BEVs and FCEVs may co-exist for a long time and as long as batteries have not sufficently evolved to become more compeitive, specially for extended range and larger vehicles.

Bob Wallace

I agree with your overall position to some extent, but I wonder where we find the route to cheaper hydrogen? Even at Toyota's "best future" price of 10 cents a mile it's still more expensive than gasoline.

Assuming that we don't put a price on carbon which would change the math -

PHEVs use, on average, fuel for about 15% of miles driven. That would make for a small market for H2. Possibly not enough for economies of scale to push prices from 17c to 10c per mile.

It wouldn't be a large enough market for a H2 filling station on every corner but might support some along highways where people need the extra range. Filling convenience would be low compared to gasoline. We'll have a lot of gas station for more than a decade after the last ICEV is sold.

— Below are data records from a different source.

PR #1669, opened 2018-07-03
ostree/pull: Add network-retries command line option

### LINKED ISSUE #1659: Add --network-retries=N to ostree pull
PR https://github.com/ostreedev/ostree/pull/1594 added the ability to retry network operations. Expose this new API option on the `ostree pull` command-line with a new switch like `--network-retries=N`.

rfairley:
This exposes a way to specify from the command line the number
of times to retry each download after a network error. If a negative
value is given, then the default number of retries (5) is used. If 0
is given, then errors are returned without retrying.

closes #1659

**Notes**
To-do:
- need to update bash-completion script and man page (will remove the "ME TODO" in the file once done)
- working on adding a test for this

Alternatively instead of initializing to -1, a `G_OPTION_ARG_CALLBACK` function could be used to 1) set a boolean variable to indicate that the `network-retries` argument was given and 2) set the `opt_network_retries` variable, and use the boolean variable to decide whether the option is added to the Variant. However, this may be complicating things.

### DIFF
--- a/tests/test-pull-repeated.sh
+++ b/tests/test-pull-repeated.sh
@@ -23,7 +23,7 @@ set -euo pipefail
 
 . $(dirname $0)/libtest.sh
 
-echo "1..2"
+echo "1..4"
 
 COMMIT_SIGN="--gpg-homedir=${TEST_GPG_KEYHOME} --gpg-sign=${TEST_GPG_KEYID_1}"
 
@@ -47,7 +47,20 @@ ${CMD_PREFIX} ostree --repo=repo rev-parse main
 popd
 echo "ok repeated pull after 500s"
 
-# Now test from a repo which gives error 408 (request timeout) a lot of the time.
+# Sanity check with no network retries and 408s given, pull should fail.
+rm ostree-srv httpd repo -rf
+setup_fake_remote_repo1 "archive" "${COMMIT_SIGN}" --random-408s=99
+
+pushd ${test_tmpdir}
+ostree_repo_init repo --mode=archive
+${CMD_PREFIX} ostree --repo=repo remote add --set=gpg-verify=false origin $(cat httpd-address)/ostree/gnomerepo
+assert_fail ${CMD_PREFIX} ostree --repo=repo pull --mirror origin --network-retries=0 main 2>err.txt
+assert_file_has_content err.txt "\(408.*Request Timeout\)\|\(HTTP 408\)"
+
+popd
+echo "ok no retries after a 408"
+
+# Test pulling a repo which gives error 408 (request timeout) a lot of the time.
 rm ostree-srv httpd repo -rf
 setup_fake_remote_repo1 "archive" "${COMMIT_SIGN}" --random-408s=50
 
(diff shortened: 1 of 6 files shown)


jlebon:
Looks good so far! :+1: 

For tests, check out `test-pull-repeated.sh`. You can look at the original PR #1594 for the test case it added there to get familiar with it.

rfairley:
Thanks, taking a look at this now!

rfairley:
Just added the following:
- tests for `--network-retries` in `test-pull-repeated.sh`
- bash completion and `man` page updates
- moved `assert_fail` bash function from `test_remote_headers.sh` to `libtest.sh` (thinking that function could be used generally, please let me know if this should be kept in the original file)

tests/test-pull-repeated.sh
```diff
@@ -23,9 +23,10 @@ set -euo pipefail
 
 . $(dirname $0)/libtest.sh
 
-echo "1..2"
+echo "1..4"
 
 COMMIT_SIGN="--gpg-homedir=${TEST_GPG_KEYHOME} --gpg-sign=${TEST_GPG_KEYID_1}"
+BIG_NUMBER_RETRIES=8 # Gives error rate <0.5%, with --random-408s=50
```
jlebon: Minor: we don't have to make it a constant upfront. Let's just inline it where it's used? (Though the comment is definitely useful! Let's move that down there too!)

jlebon:
BTW, if you're not familiar with `git rebase -i`, it's definitely worth learning! Check out https://git-scm.com/book/en/v2/Git-Tools-Rewriting-History.

tests/test-pull-repeated.sh
rfairley: Makes sense, making this edit now. Thanks!
One commit plus a prep commit sounds good! Thank you for the link on rebasing, looking over this.

rfairley:
Edits completed! Please let me know if there is anything else.

tests/test-pull-repeated.sh
```diff
@@ -67,3 +80,22 @@ ${CMD_PREFIX} ostree --repo=repo rev-parse main
...
+setup_fake_remote_repo1 "archive" "${COMMIT_SIGN}" --random-408s=50
+
+pushd ${test_tmpdir}
+ostree_repo_init repo --mode=archive
+${CMD_PREFIX} ostree --repo=repo remote add --set=gpg-verify=false origin $(cat httpd-address)/ostree/gnomerepo
+
+# Using 8 network retries gives error rate of <0.5%, when --random-408s=50
+if ${CMD_PREFIX} ostree --repo=repo pull --mirror origin --network-retries=8 main 2>err.txt; then
+   echo "Success with big number of network retries"
+fi
```
jlebon: Minor: usually for tests we don't expect to fail, we just run it directly instead of wrapping it around an if statement. Because we're running with `set -e`, any command that fails will abort the test. See: http://redsymbol.net/articles/unofficial-bash-strict-mode/.

Not worth a respin, just FYI :)

jlebon:
Thanks for working on this!
@rh-atomic-bot r+ d01badc

tests/test-pull-repeated.sh
jlebon: Actually, thinking on this again, wrapping it around an if statement means that we'll silently continue even if it fails. So we do need to change this.

Want to post a follow-up PR once this one is merged? :)

rfairley: Ah I see - previously I tried giving `--network-retries=0` to make it fail, and it did stop and fail, but for the wrong reason: it stopped at `${CMD_PREFIX} ostree --repo=repo rev-parse main` because nothing had been pulled in. Just tried running it directly now, it stopped at the pull command as it should. Will post a follow-up PR.

Thanks for pointing that out! Will read over the link.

If someone goes into their dealer's showroom and is faced with a choice of a gas PHEV with <7c/fueled mile and a H2 PHEV with <10c/fueled mile why would they pick the H2 model?

Roger Pham

@Bob,
>>>>"If someone goes into their dealer's showroom and is faced with a choice of a gas PHEV with <7c/fueled mile and a H2 PHEV with <10c/fueled mile why would they pick the H2 model?"

Good point, Bob. There are 2 reasons I can think of for now :
1) More ZEV credit for the H2-PHEV, perhaps will induce the OEM's to lower its price.
2) Perhaps gasoline availability will be much reduced in the future, while H2 will be ubiquitous. Petroleum or synthetic fuels must be transported thousands of miles to refinery, then distributed thousands of miles away from the refinery. The H2 can be produced in-situ.

Bob Wallace

" Petroleum or synthetic fuels must be transported thousands of miles to refinery, then distributed thousands of miles away from the refinery. The H2 can be produced in-situ."

That's correct, Roger. But there's a couple of problems.

1) You're assuming someone puts up the money to build H2 infrastructure. You know the problems of finding that sort of money for a shaky investment.

2) The petroleum industry is going to linger for more than a decade after the last ICEV is sold.